How well do you know your body, your breathing, your abilities, your limits of balance and flexibility?

Have you ever said “my body can’t do this” and that “my body type won’t do that” without even trying a physical challenge? Before you close the door to wonderful possibilities, take another look. Take the time to become truly intimate with the loveliest temple on earth, your own body.

4. Get to Know your Dreams

Your dreams and hopes create the pathway into your future. They help you build the life you can be proud of living.

Your dreams matter. Your dreams are important. Your dreams are worth going after. Don’t believe anything less.

And start getting to know your dreams well. Get to know the details and the specifics.

If you want to become a musician, ask yourself: What instrument do you want to play? What level of proficiency do you want to learn? How big a part of your life would it be? And on and on until you know everything about your dream.

Make your dreams part of your daily pursuits. Take them seriously. Work at them. Glorify them instead of hiding them and being ashamed of them.
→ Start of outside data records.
PR #2665, opened 2022-11-10
callCenterOrigin bool in FlxSprite.updateHitbox()

CyndaquilDAC:
A project I've been working on has been having issues with updateHitbox causing animated sprites to be heavily displaced from their intended positions, and I've figured out that this is why. Simply adds a boolean variable in updateHitbox() that allows you to disable it calling centerOrigin() (Enabled by default for backwards compatibility). If there are any problems with this, let me know.

### DIFF
--- a/flixel/FlxSprite.hx
+++ b/flixel/FlxSprite.hx
@@ -711,14 +711,17 @@ class FlxSprite extends FlxObject
 
 	/**
 	 * Updates the sprite's hitbox (`width`, `height`, `offset`) according to the current `scale`.
-	 * Also calls `centerOrigin()`.
+	 * Also calls `centerOrigin()` when callCenterOrigin is true.
 	 */
-	public function updateHitbox():Void
+	public function updateHitbox(callCenterOrigin:Bool = true):Void
 	{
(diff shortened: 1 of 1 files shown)


Geokureli:
This feels odd to me, the point of updateHitbox is to make the hitbox match the graphic. If you wanted to do this with a non-centered origin, you would need to calculate a very different offset. For instance, if the origin is 0,0 the offset would need to also be 0,0, so I don't really understand why it's useful to ignore the origin but not the offset, here.

If it were me and I needed this functionality I would just make a helper util that does what you need. I don't see the use for this specific change. I do think updateHitbox has issues, and there are more useful option that could be made, but this isn't it, in my opinion

CyndaquilDAC:
Offset is automatically overwritten by our code so that isn't an issue, our issue is centerOrigin making it so all our intended positions are heavily off when updateHitbox is used (which is needed for certain things).

Geokureli:
I recommend using a custom helper method in your project instead of changing flixel. for instance if your game uses a FlxSprite extended base class you can just override it with new behavior, otherwise you can use static extension or some global utility class.

Unfortunately, I see very little desire for this change outside of your specific situation.

PR #2670, opened 2022-11-16
Added `toTitleCase` & `slugify` functions to `FlxStringUtil`

SeiferTim:
Added a couple of simple helper functions to `FlxStringUtil`:
`toTitleCase` will turn something like `"a tale of two cities, pt ii"` into: `"A Tale of Two Cities, Part II"`
and `slugify` which will turn a string into a 'slug': Example: `"A Tale of Two Cities, Part II"` becomes `"a_tale_of_two_cities__part_ii"`

### DIFF
--- a/flixel/util/FlxStringUtil.hx
+++ b/flixel/util/FlxStringUtil.hx
@@ -649,10 +649,10 @@ class FlxStringUtil
 	}
 	
 	/**
-	 * Returns a slugified string
+	 * Returns an Underscored, or "slugified" string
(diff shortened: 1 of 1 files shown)


Geokureli (changes requested):
instead of `slugify` can you call it `toUnderscoreCase`. This is the first time I've ever personally heard the term "slugify", I've heard of snake_case, but underscore case is pretty straightforward

Geokureli (approved):

Issue #2581, opened 2022-06-10
disbale FlxTilemap's useScaleHack by default


Geokureli:
it's not a good solution and in most cases with pixel art it makes most things worse.

lets add a static property `FlxTilemap.defaultTileFrameBuffer = 2;` and if it's > 0 graphics passed into tilemap will automatically have each tile frame's edges extruded by that amount

Geokureli:
fixed with https://github.com/HaxeFlixel/flixel/commit/c9eb3f9100ca5efd4adeb020669a9bee87d499f1
Accidentally forgot to use a branch

PR #2673, opened 2022-11-18
prevent frame padding before tilegraphic is loaded

Geokureli:
This fixes a bug introduced by #2581. Where frame padding was applied before the bitmap was loaded. this is a pretty hacky fix, but FlxGraphic.fromClass is almost never used so w/e


Geokureli:
not going to add this to changelog because this bug was introduced and fixed without a release in between

PR #2679, opened 2022-11-22
Fix borders on rotating camera

NeeEoo:
This fixes the black borders that appear when you rotate a FlxCamera, since it rotates the openfl Sprite which the camera renders to.

Reason it's a draft is because i haven't been able to test it on blitting render, and might need some testing since isOnScreen probably doesn't account for the camera angle.

### DIFF
--- a/flixel/FlxCamera.hx
+++ b/flixel/FlxCamera.hx
@@ -12,6 +12,7 @@ import flixel.graphics.FlxGraphic;
 import flixel.graphics.frames.FlxFrame;
 import flixel.graphics.tile.FlxDrawBaseItem;
 import flixel.graphics.tile.FlxDrawTrianglesItem;
+import flixel.math.FlxAngle;
 import flixel.math.FlxMath;
 import flixel.math.FlxMatrix;
 import flixel.math.FlxPoint;
@@ -52,7 +53,7 @@ class FlxCamera extends FlxBasic
 	/**
 	 * Used behind-the-scenes during the draw phase so that members use the same default
 	 * cameras as their parent.
-	 * 
+	 *
 	 * Prior to 4.9.0 it was useful to change this value, but that feature is deprecated.
 	 * Instead use the `defaultDrawTarget` argument in `FlxG.cameras.add `.
 	 * or`FlxG.cameras.setDefaultDrawTarget` .
@@ -60,11 +61,11 @@ class FlxCamera extends FlxBasic
 	 */
 	@:deprecated("`FlxCamera.defaultCameras` is deprecated, use `FlxG.cameras.setDefaultDrawTarget` instead")
 	public static var defaultCameras(get, set):Array<FlxCamera>;
-	
+
 	/**
 	 * Used behind-the-scenes during the draw phase so that members use the same default
 	 * cameras as their parent.
-	 * 
+	 *
 	 * This is the non-deprecated list that the public `defaultCameras` proxies. Allows flixel classes
 	 * to use it without warning.
 	 */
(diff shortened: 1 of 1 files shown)


Raltyro:
maybe make it so your still able to change the flashsprite rotation, maybe FlxCamera.rotation?

Raltyro:
and also make the sprites able to render inside the bound that has angle applied, cause it seems like any sprites outside the original bound won't render even if it's in the camera view

Geokureli:
@NeeEoo, Do you have a test case for this? I don't see how I'm supposed to change `_sinAngle` and `_cosAngle`

NeeEoo:
It just changes how the angle property looks like visually by making it not rotate the openfl sprite that the camera uses

Geokureli:
So I made this test case:
https://github.com/Geokureli/flixel-tests/blob/main/Source/states/CameraAngleTestState.hx

I think I misunderstood the purpose for this. I assumed the goal was to actually rotate the camera's view space, but after trying this out, it seems it was literally made to "prevent the black borders when rotating the camera", not to show FlxSprites in that region

If that's all you really wanted to do, all you need to do is:
```hx
final bgColor = 0xFF404040;
FlxG.cameras.bgColor = bgColor;
FlxG.stage.color = bgColor;
```

NeeEoo:
It was meant to show FlxSprites in that rotated space, but i haven't figured out the code in the isOnScreen to show the stuff outside of the view

Starmapo:
I'm using this in my fork of HaxeFlixel and I made these changes:

```
// Modified to take angle into account
function transformRect(rect:FlxRect):FlxRect
{
  if (FlxG.renderBlit)
  {
	  rect.offset(-viewMarginX, -viewMarginY);
  
	  if (_useBlitMatrix)
	  {
		  rect.x *= zoom;
		  rect.y *= zoom;
		  rect.width *= zoom;
		  rect.height *= zoom;
  
		  if (angle != 0)
		  {
			  var origin = FlxPoint.weak(FlxMath.lerp(viewMarginLeft, viewMarginRight, 0.5), FlxMath.lerp(viewMarginTop, viewMarginBottom, 0.5));
			  origin.x -= FlxMath.lerp(rect.left, rect.right, 0.5);
			  origin.y -= FlxMath.lerp(rect.top, rect.bottom, 0.5);
			  rect.getRotatedBounds(angle, origin, rect);
		  }
	  }
  }
  
  return rect;
}

// Modified to take angle into account
public function getViewMarginRect(?rect:FlxRect)
{
  if (rect == null)
	  rect = FlxRect.get();
  
  rect.set(viewMarginLeft, viewMarginTop, viewWidth, viewHeight);
  if (angle != 0)
  {
	  rect.getRotatedBounds(angle, FlxPoint.weak(FlxMath.lerp(rect.left, rect.right, 0.5), FlxMath.lerp(rect.top, rect.bottom, 0.5)), rect);
  }
  return rect;
}

public inline function containsPoint(point:FlxPoint, width:Float = 0, height:Float = 0):Bool
{
  var viewRect = getViewMarginRect();
  var contained = (point.x + width > viewRect.left) && (point.x < viewRect.right) && (point.y + height > viewRect.top) && (point.y < viewRect.bottom);
  point.putWeak();
  viewRect.put();
  return contained;
}

public inline function containsRect(rect:FlxRect):Bool
{
  var viewRect = getViewMarginRect();
  var contained = (rect.right > viewRect.left) && (rect.x < viewRect.right) && (rect.bottom > viewRect.top) && (rect.y < viewRect.bottom);
  rect.putWeak();
  viewRect.put();
  return contained;
}
```

and it works perectly in tile render mode. I haven't tested it in blit render mode however.
I don't know how to request these changes to the pull request, so I'm just putting them here.

gamerbross:
any updates on this??

NeeEoo:
> any updates on this??

Nah not really been kinda unmotivated as of recently. The only thing thats basically needed is fixing the isOnScreen

PR #2681, opened 2022-11-23
Thread safe pool

MasterEric:


Geokureli:
Honestly, thread safety is not a concern of flixel. And it feels like a can of worms to make flixel more thread safe, if the code is going to look this ugly. Flixel is meant to be accessible, something new devs could use and contribute to. And things like this just make the code more fragile and hard to maintain

I would just use `FLX_NO_POINT_POOL`

MasterEric:
I did not intend to PR this code to the main repository, it was a misclick.

It is worth mentioning that `FLX_NO_POINT_POOL` is not useful, as several classes such as FlxRect ignore this option.

Geokureli:
it's not that they ignore point-pooling directives, they just aren't points. we can add more directives or a global pool directive, but honestly lets remove rect pooling and inline the FlxRect constructor so pooling isn't even needed

PR #2683, opened 2022-11-24
Fix version mishap

ACrazyTown:
HaxeFlixel 5.0.1 reports as HaxeFlixel 5.0.0 in the debugger, this fixes it


Geokureli:
can't believe I forgot this. likely gonna have to make it 5.0.2 to fix this in release

PR #2685, opened 2022-11-25
Added a swap function to FlxArrayUtil

UncertainProd:
This pr adds a simple swap function to FlxArrayUtil, which should be useful for re-ordering sprites like this:

https://user-images.githubusercontent.com/83609901/204037478-fb613af5-a993-4e0d-b972-f37689a16bc3.mp4

The code:
```haxe
package;

import flixel.FlxG;
import flixel.FlxSprite;
import flixel.FlxState;
import flixel.text.FlxText;
import flixel.util.FlxArrayUtil;
import flixel.util.FlxColor;

{
	var card1:FlxSprite;
	var card2:FlxSprite;
	var helpText:FlxText;

	{
		super.create();
		card1 = new FlxSprite().makeGraphic(100, 100, FlxColor.RED);
		card1.screenCenter();
		card1.x -= 20;

		card2 = new FlxSprite().makeGraphic(100, 100, FlxColor.YELLOW);
		card2.screenCenter();
		card2.x += 20;
		card2.y += 20;

		helpText = new FlxText(0, FlxG.height - 20, 0, 'Press ENTER to toggle which card is at the front');
		helpText.setFormat(null, 12, FlxColor.BLACK);
		helpText.screenCenter(X);
		add(helpText);

		FlxG.camera.bgColor = FlxColor.WHITE;
		add(card1);
		add(card2);
	}

	{
		super.update(elapsed);
		if (FlxG.keys.justPressed.ENTER)
		{
			FlxArrayUtil.swap(members, members.indexOf(card1), members.indexOf(card2));
		}
	}
}
```

### DIFF
--- a/flixel/util/FlxArrayUtil.hx
+++ b/flixel/util/FlxArrayUtil.hx
@@ -83,6 +83,25 @@ class FlxArrayUtil
 	}
 
 	/**
+	 * Swaps two elements of an array, which are located at indices `index1` and `index2`
+	 * @param array The array whose elements need to be swapped
+	 * @param index1 The index of one of the elements to be swapped
+	 * @param index2 The index of the other element to be swapped
+	 * @return The array
+	 */
+	@:generic
+	public static inline function swap<T>(array:Array<T>, index1:Int, index2:Int):Array<T>
+	{
+		if(index1 >= 0 && index1 < array.length && index2 >= 0 && index2 < array.length)
+		{
+			var temp = array[index1];
+			array[index1] = array[index2];
+			array[index2] = temp;
+		}
+		return array;
+	}
+
+	/**
 	 * Clears an array structure, but leaves the object data untouched
 	 * Useful for cleaning up temporary references to data you want to preserve.
 	 * WARNING: Can lead to memory leaks.


Geokureli:
just in case you're unaware, `FlxArrayUtil` is meant to be used via static extension, or  by adding `using flixel.util.FlxArrayUtil` to your imports. by adding a using statement to your example, you could replace
```hx
FlxArrayUtil.swap(members, members.indexOf(card1), members.indexOf(card2));
```
with a simpler line of:
```hx
members.swap(members.indexOf(card1), members.indexOf(card2));
```

flixel/util/FlxArrayUtil.hx
```diff
@@ -82,6 +82,25 @@ class FlxArrayUtil
...
 	}
 
+	/**
+	 * Swaps two elements of an array, which are located at indices `index1` and `index2`
+	 * @param array The array whose elements need to be swapped
+	 * @param index1 The index of one of the elements to be swapped
+	 * @param index2 The index of the other element to be swapped
+	 * @return The array
+	 */
+	@:generic
```
Geokureli, line 92: No need to use `@:generic`

flixel/util/FlxArrayUtil.hx
```diff
@@ -82,6 +82,25 @@ class FlxArrayUtil
...
+	public static inline function swap<T>(array:Array<T>, index1:Int, index2:Int):Array<T>
+	{
+		if(index1 >= 0 && index1 < array.length && index2 >= 0 && index2 < array.length)
```
Geokureli, line 95: This shouldn't check whether the indices provided are valid, if people provide invalid indices it should just throw whatever error it normally would, we could add `safeSwap` that *does* check. this way we aren't adding needless overhead unless desired by the dev.

Geokureli (changes requested):
1. I think your example illustrates that there should also be a way to swap elements of an array based on references to those elements rather than their indices. I would call that `swap`, and this should be `swapIndices`. example:
```hx
public static function swap<T>(array:Array<T>, item1:T, item2:T):Array<T>
{
	return swapIndices(array, array.indexOf(item1), array.indexOf(item2));
}

public static function swapIndices<T>(array:Array<T>, index1:Int, index2:Int):Array<T>
{
	// ...
}
```

2. All new features in this class should have unit tests, in [FlxArrayUtilTest.hx](https://github.com/HaxeFlixel/flixel/blob/dev/tests/unit/src/flixel/util/FlxArrayUtilTest.hx). Normally I add these, but this should be pretty easy, I'm the busiest I'll ever be, and you seem to know what your doing. 

Check out the unit test [readme.md](https://github.com/HaxeFlixel/flixel/blob/dev/tests/unit/README.md). if you need help testing, let me know.

note that you can do things like:
```hx
Assert.isTrue([0, 1, 2, 3, 4, 5].swap(2, 4).equals([0, 1, 5, 3, 4, 2]));
```

UncertainProd:
> I think your example illustrates that there should also be a way to swap elements of an array based on references to those elements rather than their indices. I would call that swap, and this should be `swapIndices` or `swapByIndex`

`swapByIndex` sounds good, I've added functions for swapping based on index and based on the element itself, and added a safe version of them as well which will validate the input elements/indices

> All new features in this class should have unit tests, in [FlxArrayUtilTest.hx](https://github.com/HaxeFlixel/flixel/blob/dev/tests/unit/src/flixel/util/FlxArrayUtilTest.hx).

I've added in some tests as well. Using `haxe test-cpp.hxml` on my machine works for me but for some reason `test-web.hxml` shows an error saying 'ERROR: Local results server appeared to hang so test reporting was cancelled.', maybe it's because I don't have flash installed?

Geokureli (approved):

Geokureli:
> What do you mean adding to your imports? Do you mean adding "using bla.bla.Bla" to the playstate class??

yeah I mean adding a using statement at the top of the file (where the imports go), like so:
https://github.com/HaxeFlixel/flixel/blob/dev/tests/unit/src/flixel/util/FlxArrayUtilTest.hx#L5

allowing you to use these methods as static extensions rather than static methods, like so:
https://github.com/HaxeFlixel/flixel/blob/dev/tests/unit/src/flixel/util/FlxArrayUtilTest.hx#L88

PR #2693, opened 2022-12-05
Fix chaining for screenCenter()

TheWorldMachinima:
This PR fixes chaining for `screenCenter` function in `FlxObject`.
Currently you cannot really chain FlxSprites or whatever with `screenCenter` since it returns `FlxObject`, not the extended class.
Example:
```haxe  
var sprite:FlxSprite = new FlxSprite().screenCenter(); //is not allowed
var sprite:FlxSprite = cast new FlxSprite().screenCenter(); //is allowed
```

### DIFF
--- a/flixel/FlxObject.hx
+++ b/flixel/FlxObject.hx
@@ -1211,7 +1211,7 @@ class FlxObject extends FlxBasic
 	 * @param   axes   On what axes to center the object (e.g. `X`, `Y`, `XY`) - default is both. 
 	 * @return  This FlxObject for chaining
 	 */
-	public inline function screenCenter(axes:FlxAxes = XY):FlxObject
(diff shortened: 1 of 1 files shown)


Geokureli:
this isn't a good solution, I recommend either using the cast, avoiding chains or create a helper that centers and returns FlxSprite.

I'd rather wait for haxe to have [polymorphic This types](https://community.haxe.org/t/feature-proposal-polymorphic-this-types/174).

Geokureli:
also note,  you can override function to return an extension of the original class:
```hx
class Test {
    static function main() {
        var instance:B = new B ().foo();
    }
}

class A {
    public function new() {}
    public function foo():A return this;
}

class B extends A {
    override function foo():B return this;
}
```

PR #2695, opened 2022-12-10
Possible fix for drawing tiled sprites with FlxStrip

### LINKED ISSUE #2694: Changes to FlxStrip break FlxTiledSprite
With the addition of changes made by @UncertainProd in #2671, FlxTiledSprite no longer renders properly. The tiled sprite is now stretched out instead of repeated over the sprite's width.

I considered posting this issue to `flixel-addons`, but no changes were made to FlxTiledSprite; rather, the code change to FlxStrip has caused an issue which potentially affects anything using FlxStrip.

- **Haxe version:** 4.2.5
- **Flixel version:** git commit [e1fbdc4](https://github.com/HaxeFlixel/flixel/commit/e1fbdc40df8c9bfc9a73b0bdfbca4cc96da5485a)
- **OpenFL version:** 9.2.0
- **Lime version:** 8.0.0
- **Affected targets:** Windows and Linux native were both tested

https://github.com/MasterEric/FlxTiledSprite-TestBench

**Observed behavior:**

incorrect

**Expected behavior:**

correct

UncertainProd:
This adds a field called 'repeat' into `FlxDrawTrianglesItem`, which will allow for tiling the bitmap used when rendering using drawTriangles. This should fix #2694 as whenever `flxstripobject.repeat` is set to true, it will use `beginBitmapFill` to perform rendering, as opposed to `beginShaderFill`. However this will also disable shaders if the repeat field is set to true and only allow shaders when it is set to false.

### DIFF
--- a/flixel/FlxCamera.hx
+++ b/flixel/FlxCamera.hx
@@ -45,9 +45,10 @@ private typedef FlxDrawItem = #if FLX_DRAW_QUADS flixel.graphics.tile.FlxDrawQua
 class FlxCamera extends FlxBasic
 {
 	/**
-	 * Any `FlxCamera` with a zoom of 0 (the default value) will have this zoom value.
+	 * While you can alter the zoom of each camera after the fact,
+	 * this variable determines what value the camera will start at when created.
 	 */
-	public static var defaultZoom:Float = 1.0;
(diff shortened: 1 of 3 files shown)


UncertainProd:
Moved the fix over to #2696

Issue #382, opened 2017-08-01
WebSocket message size limit


DeyuChen:
Cloudberry uses Play Framework's WebSocket API. By default it has a 65536 byte size limit for incoming messages. It causes the socket to close when the frontend sends a large query to the Cloudberry, e.g. when there are a lot of visible cities in TwitterMap. It would be better to extend the limit to a few MB.

PR #385, opened 2017-08-09
Deyu chen websocket

DeyuChen:
Drop geoIds filter when the length of the geoIds is longer than 2000 to avoid large queries.

### DIFF
--- a/examples/twittermap/web/public/javascripts/common/services.js
+++ b/examples/twittermap/web/public/javascripts/common/services.js
@@ -90,12 +90,8 @@ angular.module('cloudberry.common', [])
       queryStartDate.setDate(queryStartDate.getDate() - maxDay);
       queryStartDate = parameters.timeInterval.start > queryStartDate ? parameters.timeInterval.start : queryStartDate;
 
-      return [
+      var filter = [
         {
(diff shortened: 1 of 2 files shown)


examples/twittermap/web/public/javascripts/common/services.js
```diff
@@ -105,6 +101,16 @@ angular.module('cloudberry.common', [])
           values: keywords
         }
       ];
+      if (parameters.geoIds.length <= 2000){
```
waans11: Is this an estimation? Or based on the real number?

DeyuChen: The length is the real number of geoIds that will be placed in the query. If you mean the number 2000, it is just a safe estimation._I tried it on the textdb server and it won't cause parse exceptions. I don't have an exact limit because the size limit seems to depend on the machine. The same query may work on one machine but fail on another. Even when I send the same query to the same machine, if the size is in a certain range, it may both work or fail.

waans11:
LGTM

JavierJia:
@DeyuChen can you merge this one if it's already done?

JavierJia:
#382

PR #388, opened 2017-08-12
Can set the cache threshold in the config.

waans11:
- Can set the cache threshold in the config.
- Set the default cache threshold as 30,000.
- If the cache threshold is a non-positive value, the caching feature can be disabled.
  (Mainly for a temporary debug purpose. This can be removed once we are sure.)
- Two javascript error fix
  (resetGeoIDs and addLayer)


JavierJia:
If you check the travis log you can find the following compilation errror:
`/home/travis/build/ISG-ICS/cloudberry/examples/twittermap/web/app/controllers/MySqlTwitterMapApplicaton.scala:37: not enough arguments for method apply: (title: String, ws: String, startDate: String, endDate: Option[String], sentimentEnabled: Boolean, sentimentUDF: String, removeSearchBar: Boolean, predefinedKeywords: Seq[String], cacheThreshold: Option[String], isDrugMap: Boolean, isMySQL: Boolean)`

There is one more `MySqlTwitterMapApplicaton` that calls the `index.scala.html`. We should update it as well.

waans11:
@JavierJia thanks! I have uploaded a new patch.

PR #389, opened 2017-08-15
MySql quick start

hh1680651:
Brief quick start doc for Twittermap with MySqlDB: 
https://github.com/ISG-ICS/cloudberry/wiki/Setup-TwitterMap-Using-Cloudberry-and-MySqlDB


examples/twittermap/script/dockerRunMySqlDB.sh
```diff
@@ -0,0 +1,52 @@
...
+
+echo "Starting docker-machine ..."
+docker-machine create --driver virtualbox default
+docker-machine start
+eval $(docker-machine env)
+
+HOST="$(echo -e "$(docker-machine ip)" | sed -e 's/^[[:space:]]*//')"
+PORT=3308
+
+echo "Editing config files ..."
```
JavierJia: why do we need to edit the cloudberry config file in the script? 
I think the script should only take care of the setup the MySQL part. The config file is meant to be changed by a human.

examples/twittermap/script/dockerRunMySqlDB.sh
```diff
@@ -0,0 +1,52 @@
...
+#       CREATED: 08/14/2017 23:24:01 PM PDT
+#      REVISION:  ---
+#===============================================================================
+
+set -o nounset                      # Treat unset variables as an error
+
+echo "Starting docker-machine ..."
+docker-machine create --driver virtualbox default
+docker-machine start
+eval $(docker-machine env)
```
JavierJia: why do we need to start the docker-machine? it seems unnecessary.

hh1680651: Thanks! I've checked and removed docker-machine, using localhost's url instead.

examples/twittermap/script/dockerRunMySqlDB.sh
hh1680651: So.. Should I write these 3 command lines into set up step's instead?

JavierJia:
Yes.

PR #390, opened 2017-08-16
Fix MySql-TwitterMap

hh1680651:
Fix Twittermap controller & config files for MySqlDB.


examples/twittermap/web/conf/routes
```diff
@@ -5,7 +5,7 @@
 # TwitterMap routes
 GET        /                                    controllers.TwitterMapApplication.index
 GET        /drugmap                             controllers.TwitterMapApplication.drugmap
-GET        /mysqlTwittermap                     controllers.MySqlTwitterMapApplication.mysqlTwittermap
+GET        /mysqlTwittermap                     controllers.TwitterMapApplication.index
```
JavierJia: we should remove this path, right?

hh1680651: Yes, we can remove that.

PR #393, opened 2017-08-23
Support hashtag in general sql

hh1680651:
Support hashtag function in general sql's twitterMap: PostgreSQL & MySQL (and other sql DB) can share the same schema & front-end query.


JavierJia:
Cool. Any test cases?

PR #395, opened 2017-08-24
Adjust city zoom level + border color change

waans11:
- Adjust the city zoom level from 8 to 10
- Adjust the border colors of states, county, and city to identical 
  so that mouse out after a hover does not change the original border color


chenlica:
Thanks for the fix!  It made our demo more impressive!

5. Get to Know your Likes and Dislikes

What do you like and just as important, what do you dislike? Simple, innocent question but knowing this about yourself gives you a lot of confidence into who you are. A lot of people go through life liking what’s popular and disliking what’s not “cool”. Don’t do that.

Take the time to define your likes and dislikes, and don’t put it up for a vote among family and friends. You decide.

Defining your own likes and especially dislikes takes guts. It maybe impolite to dislike attending yet another baby shower or spending 3 hours with extended relatives, but look at the alternative. If you keep doing frustrates you and neglect what brings you joy, you give up part of who you are. It’s the least likely path to any happiness whatsoever.

Stay true to your likes and dislikes. Nobody has to like them but you!

Getting to know yourself allows you to tap into the well of happiness beyond your imagination. Bliss even on cloudy days.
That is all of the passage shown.